**DATA SECTION**:
= Beginning of Section =

PR #229, opened 2025-06-04
Capture PM4 data on Gfxr replay

RenfengLiu:
This is the First step towards doing the PM4 capture on gfxr replay.
- it added the wrap script to the replay apk, so that the libwrap.so can be pre-loaded if the flag `--dump_pm4` is present
- It current only used the dive_client_cli to do the replay and download the PM4 capture to the specified local path. 

The are several limitation that needs to be address once we have the socket integrated to the replay, so that we can:
1. No UI integration yet.
2. control the start/stop of the capture. currently we start/stop when the apk start/end to run. 
3. set the name of the capture file, currently it's done by the setprop command. 
4. no error reporting back if things not going correctly. 
5. interface to control libwrap will need to updated once we have socket integrated. 

To trigger the pm4 dump on replay, using the following command:
```
build/bin/dive_client_cli --device localhost:43805 --command gfxr_replay --gfxr_replay_file_path /data/local/tmp/gfxr_capture/com.google.bigwheels.project_sample_04_cube.debug_trim_trigger_20250531T230841.gfxr  --dump_pm4 --download_path /usr/local/google/home/renfeng/traces
```

### DIFF
--- a/network/CMakeLists.txt
+++ b/network/CMakeLists.txt
@@ -18,9 +18,9 @@ cmake_minimum_required(VERSION 3.10 FATAL_ERROR)
 
 project(network)
 
-set(NETWORK_SRCS socket_connection.cc messages.cc)
+set(NETWORK_SRCS socket_connection.cc messages.cc tcp_client.cc)
 
-set(NETWORK_HDRS socket_connection.h serializable.h messages.h)
+set(NETWORK_HDRS platform_net.h socket_connection.h serializable.h messages.h tcp_client.h)
 
 add_library(network SHARED ${NETWORK_SRCS} ${NETWORK_HDRS})
 
--- a/network/messages.cc
+++ b/network/messages.cc
@@ -16,12 +16,6 @@ limitations under the License.
 
 #include "messages.h"
 
-#ifdef WIN32
-#    include <winsock2.h>
-#else
-#    include <netinet/in.h>
-#endif
-
 constexpr uint32_t kMaxPayloadSize = 16 * 1024 * 1024;
 
 namespace Network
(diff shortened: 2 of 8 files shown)


capture_service/constants.h
```diff
@@ -30,14 +30,19 @@ inline constexpr char kXrLayerName[] = "XR_APILAYER_dive";
 inline constexpr char kTargetPath[] = "/data/local/tmp";
 inline constexpr char kGfxrTargetPath[] = "/data/data/";
 inline constexpr char kGfxrReconPyPath[] = "third_party/gfxreconstruct/android/scripts/gfxrecon.py";
-inline constexpr char kDeviceCaptureDirectory[] = "/sdcard/Download/";
+inline constexpr char kDeviceCaptureDirectory[] = "/sdcard/Download";
```
wangra-google, line 33: nit: maybe better to be `kDeviceCapturePath` just to be consistent with other consts in this file?

capture_service/constants.h
```diff
@@ -30,14 +30,19 @@ inline constexpr char kXrLayerName[] = "XR_APILAYER_dive";
...
 inline constexpr char kManifestFileName[] = "XrApiLayer_dive.json";
 inline constexpr char kManifestFilePath[] = "/system/etc/openxr/1/api_layers/implicit.d/";
```
wangra-google, line 35: i guess we could remove the `/` at the end to be consistent with other path?

third_party/freedreno/wrap/wrap-util.c
```diff
@@ -206,8 +206,7 @@ void rd_start(int device_fd, const char *name, const char *fmt, ...)
 	testnum = getenv("TESTNUM");
 	if (testnum) {
 		n = strtol(testnum, NULL, 0);
-		// GOOGLE: add open_count to the filename.
```
wangra-google, line 209: is there any reason why you remove this comment?

wangra-google (approved):

GrantComm (approved):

= End of Section =

Taking the listing above as a whole, state how many of its lines hold the string "messages". No other output is permitted.

7